Our results suggest that improvement of age-related learning and memory deficits via chronic YC-1 treatment may result from the direct effects of YC-1 on sGC. In the present study, YC-1 was used as a tool for investigating sGC and cGMP-mediated pathways on aging. It is well known that the central cholinergic system play an important role in learning and memory processes and also is a prominent hallmark of Alzheimer disease [38]. The decrease of acetylcholine release might be responsible for disturbances of memory. We plan to further investigate the effects of YC-1 on memory disturbances in aged animals induced by the antagonist of cholinergic receptors, scopolamine, in aged animals.

Conclusions

Our findings suggest that aging affects spatial learning, memory, and emotional memory.
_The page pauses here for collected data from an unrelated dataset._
PR #8136, opened 2024-10-11
[Disbursements] Improve organization selector

### LINKED ISSUE #8052: Organization dropdown for disbursements and admin pages
At present, admins have every single org listed in the org select dropdown menu. We could probably make this a better experience to allow for typing the org name and showing most relevant organizations first.

> hey! I'm requesting a feature that I think would really help me– dropdowns for orgs (like on the disbursement form) are getting really really long, and are unsearchable in some browsers now. i'd really love to have a text field I can type into that shows me suggestions, or some other alternative input for selecting the org I'm making a transfer to

https://hackclub.slack.com/archives/CN523HLKW/p1727919042807369

YodaLightsabr:
## Summary of the problem

It can be difficult to select organizations as an admin (especially on mobile) because the native dropdown lists thousands of organizations.

## Describe your changes

I've built a custom dropdown component we can use on the disbursements page (and in the future, elsewhere, too).

For admins, it shows the organization ID and moves the balance into a tooltip.

Here's a video:

https://github.com/user-attachments/assets/0e893cc8-62db-462b-be5e-9ae4086c60f1

And here's a screenshot on dark mode:

image


tailwind.config.js
```diff
@@ -61,6 +61,7 @@ module.exports = {
         snow: '#f9fafc',
         darkless: '#252429',
         dark: '#17171d',
+        black: '#1f2d3d',
```
garyhtou: Maybe we should find another name for this since it's not actually black

YodaLightsabr: 🙃 I thought the same thing as I pasted it in. I pulled it from https://github.com/hackclub/bank/blob/8d80155764b293676b52f6ed0e47b9ac043666e9/app/assets/stylesheets/_variables.scss#L1 though, and it's called black on the Hack Club [theme website](https://theme.hackclub.com) as well. Do you think we should keep the name for consistency?

app/assets/stylesheets/components/_forms.scss
```diff
@@ -283,7 +283,8 @@ label {
 
 $select: url('data:image/svg+xml,<svg xmlns="http://www.w3.org/2000/svg" width="32" height="32" fill="%238492a6" viewbox="0 0 32 32"><path d="M0 6 L32 6 L16 28 z"/></svg>');
 
-select {
+select,
```
sampoder: Thoughts on hiding the scrollbar? I feel like it sticks out a little bit and that even without it, it would look like you could scroll

app/javascript/controllers/organization_select_controller.js
```diff
@@ -0,0 +1,165 @@
...
+          organizations[oldId].button.children[1].style.color = ''
+        }
+        this.dropdownTarget.children[1].innerText = name
+        this.dropdownTarget.children[1].value = id
+        this.dropdownTarget.children[1].dataset.fee = fee
+        this.dropdownTarget.value = id
+        this.dropdownTarget.dispatchEvent(new CustomEvent('feechange'))
+        button.style.backgroundColor = 'var(--info)'
+        button.style.color = 'white'
+        button.children[1].style.color = 'white'
```
sampoder: Might make sense to do this using a class instead of directly setting the styles.

app/javascript/controllers/organization_select_controller.js
```diff
@@ -0,0 +1,165 @@
...
+          threshold: -500000,
+        }
+      )
+
+      firstOrganization = result[0]?.obj
+
+      const shown = result.map(r => r.obj.organization)
+      const hidden = this.organizationTargets.filter(el => !shown.includes(el))
+
+      if (!ensure(() => text == this.searchTarget.value)) return
```
sampoder: What's the goal of this line? Is it because fuzzy searching is slow, so this ensures that the value of input hasn't changed in between the event being triggered and this line. Sorry I'm just trying to wrap my head around the ensure stuff.

app/javascript/controllers/organization_select_controller.js
```diff
@@ -0,0 +1,165 @@
...
+    const organizations = {}
+
+    const ensure = async callback => {
+      try {
+        await scheduler.yield()
+        return callback()
+      } catch {
+        return callback()
+      }
+    }
```
sampoder: I assume it's try / catched because not all browsers support `scheduler.yield()`? https://developer.mozilla.org/en-US/docs/Web/API/Scheduler/yield#browser_compatibility

app/views/disbursements/_form.html.erb
```diff
@@ -1,37 +1,84 @@
...
+  </div>
+
+    <%# form.label :event_id, "To" %>
+    <%# form.select(:event_id,
                     @allowed_destination_events.map do |event|
                       [
                         current_user.admin? ? event.admin_dropdown_description : event.disbursement_dropdown_description,
                         event.id,
-                        { "data-fee" => event.revenue_fee.to_s },
+                        { "data-fee" => 0 || event.revenue_fee.to_s },
```
sampoder: Screenshot 2024-10-16 at 9 24 37 PM

This will always return 0, right?

sampoder (dismissed):
This is really nicely done! And so much cleaner than what we had before....

sampoder:
Screenshot 2024-10-16 at 9 30 10 PM

When users only have a few organisations, thoughts on reducing the height?

app/javascript/controllers/organization_select_controller.js
YodaLightsabr: This could probably be cleaned up & put inline since it's only called once, but there's a cool new feature in some browsers that lets you put the current block back at the top of the stack. It can be useful if the input changes so that you can render with the latest information instead of wasting time rendering old data and delaying rendering the newest data. https://developer.mozilla.org/en-US/docs/Web/API/Scheduler/yield

app/javascript/controllers/organization_select_controller.js
YodaLightsabr: Yeah.

app/views/disbursements/_form.html.erb
YodaLightsabr: What an astute observation. This was left in from debugging, good catch.

YodaLightsabr: This was also commented out and isn't necessary to keep around, so I'll remove the whole section.

app/javascript/controllers/organization_select_controller.js
sampoder: Sweet! That's cool

app/views/disbursements/_form.html.erb
sampoder: Astute... lol nice, we can remove it then

garyhtou:
Feedback from call:
- Keep the scrollbar since it's helpful for seeing where you are in a long list. and important for accessibility
- See if you can get the dropdown to be on top of the page and not displace the page content. Maybe `position: absolute`?
- Add a tooltip for disabled options with a reason (e.g. Insufficient balance)
- We would height: min-content as sam mentioned

app/javascript/controllers/organization_select_controller.js
garyhtou: You could put the `callback()` in a finally block if you want to :)

sampoder:
I hear you on the scrollbar thing, hadn't thought about the benefit of it in a long list. I guess we keep it yeah.

app/assets/stylesheets/components/_forms.scss
YodaLightsabr: I think it's pretty helpful to be able to know where you are in the list, and it's nice to be able to drag it to the top or bottom.

app/javascript/controllers/organization_select_controller.js
YodaLightsabr: I've refactored the code a bit to make it more readable [eb73472](https://github.com/hackclub/hcb/pull/8136/commits/eb73472351dbd227e7caef38e68acd340d016e5f). A class might be a little bit cleaner, but I think it would fragment the component a lot more because we're already using JS and Tailwind. What do you think?

app/javascript/controllers/organization_select_controller.js
YodaLightsabr: Eslint is complaining about an empty catch block :/ Not sure how I could get around it without it being messier.

garyhtou:
Thanks!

YC-1 administration may affect age-related learning and memory dysfunction.

In conclusion, activation of NO-GC may play an important role in spatial learning, memory, and emotional memory functions. Because of the important roles of the NO/cGMP signaling pathway in learning and memory functions, sGC is an important factor contributing to age-related memory decline. Alternatively, activation of sGC may be a treatment target for the age-dependent degenerative processes leading to a loss of learning and memory functions.